Poi c’è la questione della scuola, affrontata anch’essa da Zingaretti, nella strana veste di osservatore delle cose che succedono nel nostro Paese e non di protagonista e responsabile del loro esito. Noi stiamo correndo a marce forzate verso una mancata riapertura delle scuole, soltanto perché non siamo in grado di procurare agli studenti un ambiente in sicurezza (i presidi hanno ragione a chiedere lo scudo penale, dopo l’esperienza toccata ai dirigenti sanitari).
E questo sarebbe un fatto gravissimo, non tanto perché i genitori non saprebbero a chi affidare i figli quando vanno al lavoro. L’idea di considerare la scuola come un luogo di parcheggio dei figli non è affatto gratificante. L’istruzione è un diritto fondamentale del cittadino. Non si possono perdere degli anni di studio portandosi appresso, per tutto il periodo formativo, lacune “tollerate’” negli esami e nelle valutazioni successive (si pensi agli esami di maturità di quest’anno).
Vi fu un tempo in cui i “movimenti” pretendevano il voto politico; oggi rischiamo di vedere i nostri figli promossi – a loro insaputa – col voto del contagio. Sanificare le scuole è un obiettivo compatibile con la richiesta del Mes. Perché rinunciarvi senza un valido motivo? Per favore, smettiamo di attribuire la dignità alle forze politiche “che fanno melina”. Al massimo si tratta di un capriccio, che in politica non è ammesso.
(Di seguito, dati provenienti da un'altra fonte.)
PR #476, opened 2017-05-05
added a confirm box to the deletion of a listing from the listing de…

### LINKED ISSUE #414: Delete Button Needs a Confirm Step/State
This delete button just goes ahead and nukes the listing with no confirmation. Probably not a great approach unless we can back out of it somehow.

image

rmisio:
…tail modal

closes #414

### DIFF
--- a/js/templates/modals/listingDetail/listing.html
+++ b/js/templates/modals/listingDetail/listing.html
@@ -21,12 +21,12 @@
     </div>
   </div>
   <div class="js-deleteConfirmedBox confirmBox deleteConfirm tx5 arrowBoxTop clrBr clrP clrT hide">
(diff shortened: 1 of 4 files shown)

Un’ultima considerazione a proposito delle misure adottate recentemente dal governo. Non è serio cambiare le regole dopo che le aziende, impegnate in attività economiche di intrattenimento, hanno impiegato risorse per adempiere alle direttive previgenti: è il caso delle discoteche, chiuse il giorno della riapertura. E quindi senza accertare sul campo se le misure di prevenzione, imposte dai protocolli, erano state adottate ed erano valide per la tutela della salute. Lo stesso è capitato con i convogli ferroviari AV, riportati al vincolo di un carico limitato nel pomeriggio precedente l’ora X.